This is a Golden Age of astronomy

Artist's concept of a red dwarf and its three planets discovered by NASA's Kepler mission. Credit: NASA/JPL-Caltech

Did the universe have a beginning? When was it, and what was it like? What are the stars? How distant are they? Why do they shine? How and when did the Earth form? Are there other worlds like Earth in the universe? Do they, too, have life?

We are living in a Golden Age of astronomy, where some of the oldest and most profound questions of philosophy -- long thought unanswerable -- are finding resolution.

The Apollo era created new interest and capabilities to answer these questions, and our next forays into the solar system led us to Venus, Mars and Jupiter's moon, Europa. Our searches there have led to a scientific bounty, but also mild philosophical disappointment: so far, there is no sign of life on these worlds, or even conditions where much life from Earth could thrive.

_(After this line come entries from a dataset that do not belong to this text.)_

PR #3201, opened 2023-03-28
Run e2e tests also for PRs which modify feature flag

michalinacienciala:
We want to run `e2e-tests` job not only after merges to `main` and for PRs that have the `e2e` substring in the feature branch name, but also for PRs that modify the feature flags. We do that by adding a new job (`detect-if-flag-changed`) that checks if the '.env.defaults' file (which stores the feature flags configuration) is modified by the PR. The job uses https://github.com/marketplace/actions/paths-changes-filter action to produce a true/false output concluding if the file was modified. If value is `true`, the `e2e-tests` job will be executed (other criteria for execution of the job remain unchanged.

TODO:

- [x] test if the job triggers when there's a change of flag

Latest build: [extension-builds-3201](https://github.com/tahowallet/extension/suites/11866163051/artifacts/620463292) (as of Tue, 28 Mar 2023 16:15:07 GMT).


michalinacienciala:
One concern I have is whether running test for all pushes to the PR branches that modify feature flags won't cause the reaching of the usage limits in the third-party services. @hyphenized, do you think this may be a problem?

hyphenized:
> One concern I have is whether running test for all pushes to the PR branches that modify feature flags won't cause the reaching of the usage limits in the third-party services. @hyphenized, do you think this may be a problem?

Yes, it could cause some false positives but I don't think it's something we should worry about at the moment

michalinacienciala:
In https://github.com/tahowallet/extension/actions/runs/4545184929/jobs/8012252227 I verified that the `e2e-tests` job triggers when there's a change in the '.env.defaults' file (the job failed, but that's an unrelated failure).
Ready for review.

hyphenized (approved):
Looks good, will leave open for the team to give it a 👀

jagodarybacka (approved):
LGTM 📈

michalinacienciala:
@chlolands, you may be interested in this :)

PR #36193, opened 2019-06-14
@types/react Event add event.target.xxx

kszitt:
### Reproduction problem
``` javascript
 <p data-type="p" onClick={e => {this.click(e)}}>click</p>
...
  click(e: MouseEvent<HTMLDivElement>): void {
    let target = e.target;

    console.log(target);
    console.log(target.innerHTML);  // Error:(46, 24) TS2339: Property 'innerHTML' does not exist on type 'EventTarget'.
    console.log(target.getAttribute("data-type"));  // Error:(48, 24) TS2339: Property 'getAttribute' does not exist on type 'EventTarget'.
  }
```

### DIFF
--- a/types/react/index.d.ts
+++ b/types/react/index.d.ts
@@ -1059,7 +1059,7 @@ declare namespace React {
      * This might be a child element to the element on which the event listener is registered.
      * If you thought this should be `EventTarget & T`, see https://github.com/DefinitelyTyped/DefinitelyTyped/pull/12239
      */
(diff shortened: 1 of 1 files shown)


Jessidhia:
It's intentionally made like this for events that bubble; non-bubbling ones like `ChangeEvent` do get `& T` on their `target`.

This is because the `target` is not necessarily the element the handler is attached to, it could be any of its children elements.

eps1lon:
Two lines above the change is a link that gives you more context why this is typed this way.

Astronomers have not given up on these nearby bodies as potential hosts for life, but in 1992 a new avenue of discovery opened when Alexander Wolszczan, now an Evan Pugh professor of astronomy and astrophysics at Penn State, discovered planets orbiting the distant corpse of a burnt-out star -- the first "exoplanets" ever found outside our own solar system. Three years later, a Swiss team led by Michel Mayor, an astrophysicist and professor emeritus at the University of Geneva, discovered a giant gas planet like Jupiter orbiting scorchingly close to a nearby star. The methods that professors Wolszczan and Mayor helped to pioneer rapidly led to the discovery of many more of these distant planets. Over the next five years, the number of known exoplanets would approach 40 and astronomers would begin to measure the sizes and compositions of these alien worlds.

The promise of research for finding Earth-like exoplanets has been realized rapidly over the past decade. Ever-smaller and balmier exoplanets have been continuously discovered in systems reminiscent of our own solar system. The past few years have been especially exciting, as the first exoplanets have been directly imaged, and exoplanets not much larger than Earth have been detected around the nearest stars.

The Kepler spacecraft has discovered thousands of exoplanets throughout our galaxy. As astronomers pore over this bounty they hope, and cautiously expect, to find the sort of exoplanet Kepler was specifically designed to reveal: an Earth-sized body (a "terrestrial planet") around a sun-like star with an orbital distance implying a surface temperature compatible with liquid water ("within the habitable zone"). This discovery may be only months away.

And what of life? The search for extraterrestrial intelligence has been scouring the skies for radio and other signals for decades, but so far has not found, or at least not recognized, anything resembling alien intelligence.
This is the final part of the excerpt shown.